Pinging code owners:
See Adding Labels via Comments if you do not have permissions to add labels yourself.
I believe I have encountered a similar thing. When throttling the output bandwidth of opentelemetry-collector using nftables, I accidentally also applied this to packets being written into a local Prometheus instance.
The otelcontribcol process would rapidly increase in memory usage (before taking down the whole system). It did not happen any more when I disabled the prometheusremotewrite exporter or disabled the firewall rule.
We continue to see this... we're experimenting with a different Prometheus backend, and any time that backend has its push-latency increase into the 100's of ms, the memory footprint on our otel collector pods triples and then they start having to retry and finally start throwing out-of-order write issues (because our primary backed is Amazon AMP).
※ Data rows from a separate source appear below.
PR #1690, opened 2026-06-12
fix(#1688): complete v6 attribution end-to-end (Gate 2 v6 tests pass)

### LINKED ISSUE #1688: ci(cd): #1677 v6 e2e tests fail in Gate 2 — v6 attribution + conntrack NEW path incomplete after #1668
## Symptom

Master Router CD on main commit \`7db78029\` (post-#1683 unblock) failing 2 of the new v6 e2e tests added by PR #1684 (#1677):

\`\`\`
FAILED scenarios_fake/test_v6_attribution.py::test_v6_destination_attributes_to_fqdn_not_bare_literal
       — TimeoutError: timed out waiting for connection_event for 02:e2:fa:27:60:3a with host
         attribution containing 'e2e-edge.wifihaven.net'
FAILED scenarios_fake/test_v6_link_local.py::test_v6_syn_traverses_router_forward_chain
       — Failed: no conntrack NEW for v6 SYN to 2001:db8::10 (grep returned '0').
\`\`\`

Run: https://github.com/wifihaven/wifihaven/actions/runs/27439506443

#1683 (agent doesn't poll policy) IS fixed (commit 7db78029, missing \`wifihaven.\` namespace on \`dns_tail_sets\` require). The remaining failures are real v6 functionality gaps that #1668's PR #1673 was supposed to close — but didn't, fully.

## Hypothesis

PR #1673 (fix #1668) tightened the conntrack labeling fallback to query \`eb6_\` for v6 destinations. PR #1684 added new e2e tests to validate the v6 attribution path end-to-end. The tests show:

1. **v6 conntrack NEW events aren't being captured.** \`test_v6_syn_traverses_router_forward_chain\` greps the router's conntrack table for v6 SYN entries and gets 0. Either:
   - nftables v6 forward chain doesn't allow the test traffic through (drops before conntrack NEW fires)
   - \`conntrack -E\` family selection misses v6 (the watcher started with -f ipv4 and misses v6 events)
   - Routing isn't set up correctly for v6 in the qemu harness (router not actually forwarding v6 LAN→WAN)

2. **v6 connection events don't carry FQDN attribution.** \`test_v6_destination_attributes_to_fqdn_not_bare_literal\` waits for a connection_event whose host is the actual FQDN, not the bare v6 literal. If conntrack NEW isn't firing (test 1), no event is emitted at all → timeout. If conntrack NEW IS firing for v6, the event might be created but with \`host=<v6 literal>\` instead of the resolved FQDN — that's a v6-side gap in \`attribute_hostname\` / the dns-cache lookup path.

Tests 1 and 2 might share root cause (no v6 conntrack events) or be two distinct gaps.

## Investigation steps

Boot a Gate 2 VM locally on plex (api.lan / 192.168.10.43) at current main; reproduce the failure; then:

1. **Verify v6 forward chain.** \`nft list chain inet wifihaven wifihaven_block_v6\` (or whichever v6 chain exists) — does it have an accept rule for the test SYN? Does \`forwarding\` work for v6 in OpenWRT (\`/proc/sys/net/ipv6/conf/all/forwarding\` = 1)?
2. **Verify conntrack -E captures v6.** \`ssh\` into the router VM; \`pgrep -af conntrack\` to see how the watcher was started; verify family covers v6. Lua agent code: \`openwrt/files/usr/lib/lua/wifihaven/conntrack.lua\` and \`openwrt/files/usr/sbin/wifihaven-agent\`.
3. **Verify dns-tail captures AAAA.** \`cat /tmp/wifihaven-dns-cache.txt\` — does it have entries for v6 destinations? \`openwrt/files/usr/lib/lua/wifihaven/dns_log.lua\` should handle AAAA records (per the PR title "dns_log AAAA + nft eb6_/bl6_ fallback"). Verify.
4. **Trace one v6 flow end-to-end.** From the client VM, \`curl -6\` (or analogous) to the test destination; watch the router for the SYN, conntrack NEW event, dns-cache lookup, attribute_hostname call.

## Fix

Whatever step 1-4 surfaces. Likely one of:
- nft v6 forward chain accept rule missing.
- conntrack watcher not subscribing to family=ipv6.
- dns_log AAAA parser not writing to the cache file.
- attribute_hostname not querying v6 entries from the cache.

Each is a small, targeted fix. PR ships with a regression-test update so future failures don't slip past.

## Acceptance

- Both failing Gate 2 tests pass.
- Master Router CD goes green; the accumulated #1645/#1658/#1668 fixes ship to openwrt-latest.
- A small regression test pinning each fix (one for conntrack v6 NEW detection, one for AAAA-aware attribution).

## Related
- #1683 — agent-doesn't-poll (fixed in 7db78029)
- #1668 / PR #1673 — v6 conntrack labeling (partial fix; this issue is its e2e completion)
- #1677 / PR #1684 — added the failing tests

sameerparekh:
Closes #1688.

## What was broken

Two gaps prevented v6 destinations from producing connection_events end to end after #1668's parser fix:

1. **v6 conntrack hooks weren't loaded.** The wifihaven package depends on `+conntrack` but not `+kmod-nf-conntrack6`, so on a fresh OpenWRT image the kernel's v6 conntrack hooks (via `nf_defrag_ipv6`) are absent. `conntrack -E -e NEW` then sees 0 v6 flow events — both the agent's watcher AND `test_v6_link_local`'s own conntrack capture come up empty. This explains the test 1 failure (`no conntrack NEW for v6 SYN to 2001:db8::10`).
2. **is_wan_bound rejected every v6 flow.** The helper checked `flow.src_ip:sub(1, #lan_prefix)` against the v4 lan_prefix only, so a v6 source (e.g. `fdaa:bbbb:cccc::42`) never matched and the watch loop silently dropped every v6 conntrack NEW event before `handle_flow` ran. This explains the test 2 failure (event for `02:e2:fa:…` never arrives).

## Fix

- `openwrt/Makefile`: add `+kmod-nf-conntrack6` to DEPENDS.
- `openwrt/files/usr/lib/lua/wifihaven/conntrack.lua`: make `is_wan_bound` family-aware off the src address; accept an optional `lan_prefix_v6` parameter. When unset, v6 flows stay filtered (preserves today's prod behaviour for routers that have not authored a v6 LAN).
- `openwrt/files/usr/sbin/wifihaven-agent` + `openwrt/files/etc/config/wifihaven`: thread a new `lan_prefix_v6` UCI option through to `conntrack.watch`.
- `scripts/vm/uci-defaults/99-wifihaven`: seed `lan_prefix_v6=fdaa:bbbb:cccc:` on the Gate 2 router VM; belt-and-braces force-enable `net.ipv6.conf.{all,br-lan,eth1}.forwarding=1` from the WAN-ifup hotplug so the FORWARD chain reliably sees the SYN even when fw4's v6 zone wiring is stripped down.

Per AGENTS.md §single-source-of-truth, `is_wan_bound` stays a single helper with one family-fork inside it — no v4-vs-v6 forking is sprinkled across call sites.

## Tests

Regression in `openwrt/test/conntrack_spec.lua`:
- Accepts v6 LAN→public when `lan_prefix_v6` is set.
- Rejects v6 LAN→LAN.
- Rejects every v6 flow when `lan_prefix_v6` is unset/empty/nil (prod default).

Local busted: `343 successes / 0 failures / 0 errors / 1 pending` (the pending is the pre-existing `nft -c` check that requires nft on the host).

## Test plan

- [ ] CI Gate 2 ipk: `test_v6_attribution.py::test_v6_destination_attributes_to_fqdn_not_bare_literal` passes.
- [ ] CI Gate 2 ipk: `test_v6_link_local.py::test_v6_syn_traverses_router_forward_chain` passes.
- [ ] CI Gate 2 apk: both v6 tests pass.
- [ ] Master Router CD turns green so accumulated #1645/#1658/#1668/#1683/#1688 ship to openwrt-latest.

### DIFF
--- a/openwrt/Makefile
+++ b/openwrt/Makefile
@@ -28,7 +28,11 @@ define Package/wifihaven
   # recover hostname attribution when the client used DoH/DoT or a hardcoded
   # IP — the same shared dns_cache feeds eb_/ea_/bl_ enforcement, so this is
   # an additive, observability-style dependency.
-  DEPENDS:=+lua +libuci-lua +luci-lib-jsonc +conntrack +curl +uhttpd-mod-lua +kmod-nf-log +kmod-nf-log6 +libustream-mbedtls +openssl-util +tcpdump-mini
+  # #1688: kmod-nf-conntrack6 loads the v6 conntrack hooks (via nf_defrag_ipv6
+  # on modern kernels). Without it `conntrack -E -e NEW` sees 0 v6 flow events,
+  # so the agent never emits connection_events for v6 destinations and the
+  # Gate 2 v6 attribution suite (scripts/e2e/scenarios_fake/test_v6_*.py) fails.
+  DEPENDS:=+lua +libuci-lua +luci-lib-jsonc +conntrack +curl +uhttpd-mod-lua +kmod-nf-log +kmod-nf-log6 +kmod-nf-conntrack6 +libustream-mbedtls +openssl-util +tcpdump-mini
   PKGARCH:=all
 endef
 
--- a/openwrt/files/etc/config/wifihaven
+++ b/openwrt/files/etc/config/wifihaven
@@ -21,6 +21,13 @@ config wifihaven 'wifihaven'
 	# LAN subnet prefix used to identify outbound (egress) flows
 	option lan_prefix '192.168.1.'
 
+	# Optional v6 LAN ULA prefix used to identify outbound v6 flows (#1688).
+	# Leave unset to filter all v6 flows out of connection_events (today's
+	# prod behaviour). Set to the router's LAN ULA prefix (e.g.
+	# 'fdaa:bbbb:cccc:') to let v6 traffic through the same is_wan_bound
+	# filter the v4 path uses.
+	# option lan_prefix_v6 'fdaa:bbbb:cccc:'
+
 	# How many connection_attempt events to accumulate before flushing
 	option event_batch_size '50'
 
--- a/openwrt/files/usr/lib/lua/wifihaven/conntrack.lua
+++ b/openwrt/files/usr/lib/lua/wifihaven/conntrack.lua
@@ -796,7 +796,7 @@ function M.parse_conntrack_line(line)
 end
 
 -- ---------------------------------------------------------------------------
--- is_wan_bound(flow, lan_prefix) -> bool
+-- is_wan_bound(flow, lan_prefix, lan_prefix_v6) -> bool
 --
 -- Returns true when the flow is an outbound WAN-destined flow: src_ip is on
 -- the LAN AND dst_ip is NOT on the LAN.  This filters out LAN-internal flows
@@ -804,18 +804,27 @@ end
 -- appear in connection_events — they are noise with no parental-control signal.
 -- (#575)
 --
--- lan_prefix example: "192.168.1."
+-- Family is detected from src_ip — a colon means IPv6, otherwise v4 — so a
+-- single helper handles both stacks (#1688). lan_prefix_v6 is the LAN v6 ULA
+-- prefix (e.g. "fdaa:bbbb:cccc:"); when empty/nil v6 flows are rejected so a
+-- prod router without an authored v6 LAN keeps today's behavior.
+--
+-- lan_prefix    example: "192.168.1."
+-- lan_prefix_v6 example: "fdaa:bbbb:cccc:"
 -- ---------------------------------------------------------------------------
-function M.is_wan_bound(flow, lan_prefix)
-  return flow.src_ip:sub(1, #lan_prefix) == lan_prefix
-     and flow.dst_ip:sub(1, #lan_prefix) ~= lan_prefix
+function M.is_wan_bound(flow, lan_prefix, lan_prefix_v6)
+  local is_v6 = flow.src_ip:find(":", 1, true) ~= nil
+  local prefix = is_v6 and lan_prefix_v6 or lan_prefix
+  if not prefix or prefix == "" then return false end
+  return flow.src_ip:sub(1, #prefix) == prefix
+     and flow.dst_ip:sub(1, #prefix) ~= prefix
 end
 
 -- is_outbound is kept as a backward-compatible alias so existing call sites
 -- outside the watch loop continue to work. New code should use is_wan_bound.
 -- @deprecated use is_wan_bound
-function M.is_outbound(flow, lan_prefix)
-  return M.is_wan_bound(flow, lan_prefix)
+function M.is_outbound(flow, lan_prefix, lan_prefix_v6)
+  return M.is_wan_bound(flow, lan_prefix, lan_prefix_v6)
 end
 
 -- ---------------------------------------------------------------------------
@@ -831,6 +840,8 @@ end
 --   eb_hosts_by_mac   table     shared ref: { mac -> { hostname -> true } }
 --   ea_hosts_by_mac   table     shared ref: { mac -> { hostname -> true } }
 --   lan_prefix     string    default "192.168.1."
+--   lan_prefix_v6  string    optional v6 LAN ULA prefix (e.g. "fdaa:bbbb:cccc:")
+--                            — when unset, v6 flows are filtered out (#1688).
 --   max_batch      int       default 50
 --   flush_interval int       default 10  (seconds)
 --   max_retries    int       default 3
@@ -850,9 +861,10 @@ end
 -- }
 -- ---------------------------------------------------------------------------
 function M.watch(cfg)
-  local log        = cfg.log            or default_log()
-  local lan_prefix = cfg.lan_prefix     or "192.168.1."
-  local max_batch  = cfg.max_batch      or 50
+  local log           = cfg.log            or default_log()
+  local lan_prefix    = cfg.lan_prefix     or "192.168.1."
+  local lan_prefix_v6 = cfg.lan_prefix_v6  or ""
+  local max_batch     = cfg.max_batch      or 50
   local flush_int  = cfg.flush_interval or 10
   local max_retry  = cfg.max_retries    or 3
   local base_delay = cfg.base_delay     or 2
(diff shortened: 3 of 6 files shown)


sameerparekh:
## Independent PR review — first pass

Reviewing PR #1690 against `docs/pr-review-checklist.md` (8 dimensions).
Diff: `git diff origin/main...HEAD` — 6 files, +81/−14.

BLOCKERS
(none)

SHOULD-FIX
1. `openwrt/files/usr/lib/lua/wifihaven/conntrack.lua:919` — the agent invokes
   `conntrack -E -e NEW` with no `-f`. The conntrack(8) man page asserts that
   "if `-f` is not passed, the default layer 3 protocol will be IPv4." The PR
   relies on this defaulting NOT applying to `-E` (the netlink subscription is
   family-agnostic in conntrack-tools source), and that is plausibly correct,
   but it's a load-bearing assumption with no in-PR test and no comment
   pinning it. If on the deployed conntrack-tools build the default DOES
   filter to v4, test 2 (`test_v6_destination_attributes_to_fqdn_not_bare_literal`)
   stays red even with `kmod-nf-conntrack6` present and the `is_wan_bound` fix
   landing — i.e. the PR does not actually close #1688. CI will tell us, but
   either drop a comment at line 919 that the family-agnostic subscription is
   the contract relied on, or pre-empt the risk by spawning a parallel
   `conntrack -E -e NEW -f ipv6` reader. Minor preference: comment + CI gate.

NITS
1. `openwrt/files/usr/lib/lua/wifihaven/conntrack.lua:815` — family detection
   uses `flow.src_ip:find(":", 1, true) ~= nil`. The existing v6 helper at
   `conntrack.lua:63` uses the same pattern (`dst_ip:find(":", 1, true)`); a
   tiny shared `is_v6(addr)` predicate would collapse the two and pin the
   convention. Not load-bearing — both call sites are short.
2. `openwrt/files/usr/lib/lua/wifihaven/conntrack.lua:917` — the watcher log
   line now formats `lan_prefix_v6` with `%q`, which double-quotes the value
   in the log. Harmless but inconsistent with the surrounding `%s` for
   `lan_prefix`; either both quoted or both bare reads cleaner.
3. `scripts/vm/uci-defaults/99-wifihaven:155` — three `echo 1 >/proc/sys/...
   /forwarding` writes happen on every `ifup wan` hotplug. Idempotent and
   harmless, but the surrounding comment frames them as "belt-and-braces"
   without confirming whether stock OpenWRT 23.05 / 25.12 actually leaves
   them at 0 in this harness. A one-line `ip6tables-save | head` or `sysctl
   net.ipv6.conf.all.forwarding` capture in the failure-artifact bundle
   would let a future reviewer confirm which legs of the fix are actually
   load-bearing — purely diagnostic, not blocking.

### Dimension status

- **Duplicated logic / single source of truth** — clean. The family fork
  lives in ONE place (`is_wan_bound`); `is_outbound` alias updated to
  match; single call site at `conntrack.lua:937` threads the new prefix.
  No "keep in sync" smell.
- **Testing integrity** — clean. Four new `is_wan_bound` unit cases pin
  the v6 contract (set/unset prefix × LAN→public / LAN→LAN / non-LAN
  src). No existing tests weakened, deleted, or retrofitted. Local
  busted run: `343 successes / 0 failures / 0 errors / 1 pending`
  (pre-existing `nft -c` skip). The e2e tests at
  `scripts/e2e/scenarios_fake/test_v6_*.py` are the RED gate; the
  fix's job is to turn them green.
- **Architectural invariants** — clean. Router stays a dumb applier; no
  decision logic added to the agent. No DNS-as-enforcer slippage. No
  new snapshot fields. No new `/tmp` writers (the `/proc/.../forwarding`
  writes are fixed-name single-byte sysctl, not append spools).
- **Backwards compatibility / wire contract** — clean. No wire change.
  `lan_prefix_v6` is router-internal UCI; default empty preserves
  today's prod behavior. UCI is owned by a single agent build, so the
  no-deprecation-window rule applies here.
- **Migrations** — N/A.
- **Metrics + dashboard** — N/A in the strict sense (no new emitted
  series). The v6 flow path will start emitting more `connection_event`s
  through existing surfaces; no new metric needed.
- **Scope / hygiene** — focused on #1688. No AI mentions. No dead code.
  PR body has the Test plan checklist.
- **Security** — no creds, no SQL, no new routes. `/proc` writes are
  root-only on a single-tenant router image; no privilege boundary
  crossed.

VERDICT: APPROVE

Three small concerns flagged, none merge-gating. The fix correctly
identifies and addresses two real gaps (`kmod-nf-conntrack6` dep and
v4-only `is_wan_bound`) and ships a unit-level regression for the v6
contract. The remaining risk is one load-bearing conntrack-tools
assumption (SHOULD-FIX 1) that CI will validate on the next Gate 2 run.

sameerparekh:

Reviewing the incremental delta `2f98609...4c61013` (one commit, one file)
against `docs/pr-review-checklist.md`.

### Prior-findings status (from `2f98609`)

| # | Finding | Status |
|---|---|---|
| SHOULD-FIX 1 | `conntrack.lua:919` — conntrack `-E` family-agnostic subscription not documented | **ADDRESSED** — new comment at `conntrack.lua:920–928` pins the contract (`-f` only constrains `-L` table dumps; `-E` opens NFCT_ALL_CT_GROUPS), explains the dep on `kmod-nf-conntrack6`, and points to the Gate 2 e2e tests as the load-bearing gate. |
| NIT 1 | shared `is_v6(addr)` helper | NOT-ADDRESSED (deliberately deferred — non-blocking, two short call sites). |
| NIT 2 | `%q` on `lan_prefix_v6` in log line | **ADDRESSED** — log format now `%s` consistent with surrounding fields. |
| NIT 3 | forwarding-state diagnostic in failure artifacts | NOT-ADDRESSED (out-of-scope diagnostic, non-blocking). |

### New findings on the delta

BLOCKERS
(none)

SHOULD-FIX
(none)

NITS
(none)

### Dimension status (delta only)

- **Duplicated logic / single source of truth** — clean. Comment-only +
  one format-string char.
- **Testing integrity** — clean. No tests touched; the prior unit pins
  still hold (local busted: 112 / 0 / 0 / 0).
- **Architectural invariants / wire compat / migrations / metrics /
  scope / security** — clean. Nothing in this delta touches any of them.

VERDICT: APPROVE

Prior SHOULD-FIX + cheap NIT addressed. The two deferred NITs are
non-blocking by design. No new findings in the delta. The fix is ready
to merge as soon as Gate 2 CI confirms both v6 tests are green.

It isn't clear to me if this is a memory leak, or if you are simply getting extremely close to your memory limit and constantly GC'ing. I suspect the memory_limiter's additional triggering of GCs is similar to the thrashing behavior described in https://tip.golang.org/doc/gc-guide#Memory_limit.
For a memory leak, I would expect to see memory growth over long periods of time, ending with an inevitable OOM even when you have very little throughput.
We're also seeing this with a very similar setup. Our backend is Thanos. We observe that below a certain incoming request rate of data points on the collector (around 5k/second) the queue does not grow. Once the request rate is above 5k/second the queue starts to grow and we run into out of order errors in Thanos.
Here you can see the requests per OTel collector, the queue size for each pod, and the occurrence of out of order requests on the Thanos ingesters.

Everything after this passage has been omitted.